But I found a couple sound clips here, getting ready for our last show and at the last show itself, where I used my Pete Cornish P-1 pedal (with Boss GE-7 EQ, RC Booster, delay), and I was super happy with the tones I was getting! Thought I would share them here. Cheers!

Pete Cornish P-1 David Gilmour Tone 2019





Comfortably Numb Second Solo - Wish You Were Here Band - Niagara Falls ON - Sep 21, 2019


----------



## Tarbender (Apr 7, 2006)

Very nice and tasty!


----------



## sunburst192 (Jan 28, 2016)

Tarbender said:


> Very nice and tasty!


Thanks so much I really appreciate that!


----------



## player99 (Sep 5, 2019)

Tone and playing, YES! 

Hairy legs, not so much.


----------



## sunburst192 (Jan 28, 2016)

player99 said:


> Tone and playing, YES!
> 
> Hairy legs, not so much.


 Ha!
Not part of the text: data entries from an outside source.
PR #87, opened 2017-10-24
Dask masked fix

pp-mo:
Bring iris_grib up-to-date with recent changes to Iris, 
to use masked-arrays instead of nan masking in Dask (Dask v 0.13).

### DIFF
--- a/iris_grib/__init__.py
+++ b/iris_grib/__init__.py
@@ -36,7 +36,7 @@ import numpy as np
 import numpy.ma as ma
 
 import iris
-from iris._lazy_data import as_lazy_data, convert_nans_array
+from iris._lazy_data import as_lazy_data
 import iris.coord_systems as coord_systems
 from iris.exceptions import TranslationError, NotYetImplementedError
 
@@ -145,7 +145,6 @@ class GribWrapper(object):
     def __init__(self, grib_message, grib_fh=None):
         """Store the grib message and compute our extra keys."""
         self.grib_message = grib_message
-        self.realised_dtype = np.array([0.]).dtype
 
         if self.edition != 1:
             emsg = 'GRIB edition {} is not supported by {!r}.'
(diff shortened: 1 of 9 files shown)


iris_grib/__init__.py
```diff
@@ -145,7 +145,6 @@ class GribWrapper(object):
     def __init__(self, grib_message, grib_fh=None):
         """Store the grib message and compute our extra keys."""
         self.grib_message = grib_message
-        self.realised_dtype = np.array([0.]).dtype
```
pelson: API change

iris_grib/__init__.py
```diff
@@ -698,6 +694,10 @@ def _message_values(grib_message, shape):
     data = gribapi.grib_get_double_array(grib_message, 'values')
     data = data.reshape(shape)
 
+    # Handle missing values in a sensible way.
```
pelson: Is this a hangover from not having masks?

iris_grib/_save_rules.py
```diff
@@ -1157,17 +1157,20 @@ def product_definition_section(cube, grib):
...
+            # Use the data's fill value.
+            fill_value = float(cube.data.fill_value)
+        else:
             # We can't use the cube's fill value if it's NaN,
             # the GRIB API doesn't like it.
             # Calculate an MDI outside the data range.
             min, max = cube.data.min(), cube.data.max()
             fill_value = min - (max - min) * 0.1
+        # Prepare the unmasked data array, using fill_value as the MDI.
+        data = cube.data.filled(fill_value)
```
pelson: Again, is this a hangover?

iris_grib/__init__.py
pp-mo: Well, not if we never released the previous version, no ? ;-)

iris_grib/__init__.py
pp-mo: Not totally sure.
This is simply reflecting what is currently in Iris master.

iris_grib/_save_rules.py
pp-mo: As above...

iris_grib/__init__.py
pelson: I'd love to find out more...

Well, I’d have to agree on that one!


----------



## leftysg (Mar 29, 2008)

Greatest song solo imo. Whenever I see a band performing CN I'm already holding my breath for the lead in bar before the second solo begins. While I can play my own couch rendition of solo one, no matter how many times I sit down to work on solo two it's always a work in progress. Thanks for sharing.


----------



## sunburst192 (Jan 28, 2016)

leftysg said:


> Greatest song solo imo. Whenever I see a band performing CN I'm already holding my breath for the lead in bar before the second solo begins. While I can play my own couch rendition of solo one, no matter how many times I sit down to work on solo two it's always a work in progress. Thanks for sharing.


It’s certainly one of the greatest, I remember being moved to tears listening to it as a kid. Very inspiring! I think the most important thing when playing it is to really feel the emotion of it and be right there in the moment with that, not to worry about the specific notes, licks, and accuracy. That’s the thing that’s coming across that affects us when David plays it. It’s a powerful thing. Best wishes with it!


----------